City and advocates hope for more funding soon
Biking advocates said Thursday that though they understand the city’s position, they would like to see more changes as soon as possible. Here’s how Farhoodi put it later Thursday, after learning more about the city’s reasoning:
I trust the professional judgment of PBOT staff, but think that they will receive a lot of negative feedback about a design that many people perceive to be unsafe because it manufactures conflict. For me, my major concern is that this could give cyclists a false sense of security compared to a design that drops the bicycle lane in favor of a shared turning/bike lane for a short stretch. Neither of these are preferable to a protected turn signal, but that’s the reality of the funding situation right now.
But we’ve waited too long to close the Naito Gap to rethink it now, and there is also the “safety in numbers” argument that closing the gap will increase bicycle volumes on Naito as a result of improved connectivity. In any case, I sincerely hope that PBOT’s proposed design will be safe for all users, and that they will revisit this location soon when more funding is available, perhaps with the upcoming Central City Multimodal Safety Project.

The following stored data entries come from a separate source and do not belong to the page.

Issue #15, opened 2016-02-16
Read DIMACS format


james-d-mitchell:
Originally reported by: **Christopher Jefferson (Bitbucket: [ChrisJefferson](http://bitbucket.org/ChrisJefferson), GitHub: [ChrisJefferson](http://github.com/ChrisJefferson))**

---

Is there any way to read the 'DIMACS' format in Digraphs? I couldn't find it.

---
- Bitbucket: https://bitbucket.org/james-d-mitchell/digraphs/issue/15

mtorpey:
This is merged and done!  I've added a Trello card for dreadnaut format.

PR #26, opened 2016-10-12
Add support for writing and reading DIMACS files

wilfwilson:
The purpose of this PR is to address Issue #15 

I still need to add documentation and tests.

### DIFF
--- a/gap/io.gi
+++ b/gap/io.gi
@@ -1157,7 +1157,7 @@ function(name)
 
   if not nr_edges in [directed_edges, 2 * directed_edges, symmetric_edges] then
     Info(InfoDigraphs, 1,
-         "A different number of edges than expected was found,");
+         "An unexpected number of edges was found,");
   fi;
 
   IO_Close(file);
@@ -1181,7 +1181,7 @@ function(name, digraph)
   file := IO_CompressedFile(UserHomeExpand(name), "w");
   if file = fail then
     ErrorNoReturn("Digraphs: WriteDIMACSDigraph:\n",
-                  "can not open the file ", name, ",");
+                  "cannot open the file ", name, ",");
   fi;
 
   n := DigraphNrVertices(digraph);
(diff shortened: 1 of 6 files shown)


wilfwilson:
I've added documentation and tests now, and finalised the code. It's ready to go as far as I'm concerned.

gap/io.gi
```diff
@@ -1039,6 +1039,201 @@ function(arg)
...
+    first_char := next[1];
+
+    # digraph definition line
+    if first_char = 'p' then
+      if IsBound(vertices) or Length(split) <> 4 or split[2] <> "edge" then
+        malformed_file();
+      fi;
+      nr_vertices     := int_from_string(split[3]);
+      vertices        := [1 .. nr_vertices];
+      vertex_labels   := vertices * 0 + 1;
```
mtorpey: Is this the fastest way of doing this?   Perhaps `ListWithIdenticalEntries(nr_vertices, 1)` would be better.

gap/io.gi
```diff
@@ -1039,6 +1039,201 @@ function(arg)
...
+    next := IO_ReadLine(file);
+  od;
+
+  if not IsBound(vertices) then
+    malformed_file();
+  fi;
+
+  if not nr_edges in [directed_edges, 2 * directed_edges, symmetric_edges] then
+    Info(InfoDigraphs, 1,
+         "A different number of edges than expected was found,");
```
mtorpey: Grammar nazis prefer "different from" to "different than".

gap/io.gi
```diff
@@ -1039,6 +1039,201 @@ function(arg)
...
+
+  if not IsSymmetricDigraph(digraph) then
+    ErrorNoReturn("Digraphs: WriteDIMACSDigraph: usage,\n",
+                  "the digraph <digraph> must be symmetric,");
+  fi;
+
+  file := IO_CompressedFile(UserHomeExpand(name), "w");
+  if file = fail then
+    ErrorNoReturn("Digraphs: WriteDIMACSDigraph:\n",
+                  "can not open the file ", name, ",");
```
mtorpey: `cannot` instead of `can not`

gap/io.gi
wilfwilson: I believe that would be no faster.

james-d-mitchell: Yup, I think Wilf's method is fastest, and more succinct, if a bit cryptic.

Here’s Sarah Newsum, a spokeswoman for the Bicycle Transportation Alliance:
In a confusing intersection, such as the one at NW Davis and Naito, we will always advocate for physical separation and signal differentiation. Ideally coupled with a bike box and “No right turn on red” signs. We’d like to see this intersection mirror that of NE Broadway and N Williams, with a separate advanced signal for people riding bikes. Signs telling people driving to watch out for bikes do not provide the necessary clarity or safety for any road user. …
The striping plan isn’t necessarily making that intersection less safe than its current design, however, additional traffic on the street will bring a potential increase in conflicts.

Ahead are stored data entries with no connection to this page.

PR #28, opened 2016-10-19
CompleteMultipartiteDigraph

stuartburrell:
This short pull request includes:

- Implementation and declaration for CompleteMultibipartiteDigraph
- Tests for CompleteMultibipartiteDigraph
- Documentation for CompleteMultibipartiteDigraph


mtorpey:
Hi Stuart!

I'm gonna look at this and hopefully merge it today (since you were so good about merging my pull request).

But just so you're aware: since this pull request is from `stuartburrell:stable-0.6`, anything you push to that branch will appear on here.  I'm not sure whether you intended the last couple of commits to be included - you certainly don't need to do any merging, since github does that automatically for pull requests.

stuartburrell:
Hi, awesome thanks!

That funny business at the end was me moving my changes to the stable-0.6 branch on my system 
as I had to merge all the changes I was doing on my master into it.

mtorpey:
There's some good stuff in here, but a few things to address before we should merge this:

* The word should be "multipartite", not "multibipartite".  "bi" indicates a split into two parts.  See e.g. [here](https://en.wikipedia.org/wiki/Multipartite_graph).
* Why do we require `n >= 2`?  I see nothing wrong with having a single segment, where `CompleteMultipartiteDigraph([i])` is a graph with `i` vertices and no edges.  Or even for `n=0`, where `CompleteMultipartiteDigraph([])` is a graph with no vertices or edges.
* When you check `p_size >= 1`, you should instead check `IsPosInt(p_size)`.  This ensures that the user has supplied integers and not floats or strings or anything weird.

And Ian Stude, chair of the city’s Bicycle Advisory Committee, in response to a question about a red-turn arrow:
• Very excited to see this gap completed!
• Red turn arrow you suggest would provide some added protection for riders, but a red turn arrow does not prohibit a turn on red, so it would need to accompanied by a “no turn on red” designation as well.
• My suggestion for reducing potential right hook conflicts would be to use the space between Couch and Davis to create a merge point, moving the bike lane to the left of the turn lane prior to the intersection at Davis.
Schafer, Cohen and Haines said they expect the work to go ahead as planned in the next few days. They hope the street can be further improved in the future.
“We’ve actually been able to make some pretty big impacts for people,” Schafer said. “I think this is the first phase of what we hope to be additional improvements to come. … As always, we will be monitoring this area closely after the striping is complete. The safety of Portland’s road users is the bureau’s highest priority.”
“Maybe with the permanent Better Naito, if that ever gets budgeted again,” Haines added. “We’re hopeful that it will.”
Correction 12:35 pm: An earlier version of this post gave the wrong estimated cost for a combined restriping/signalization project.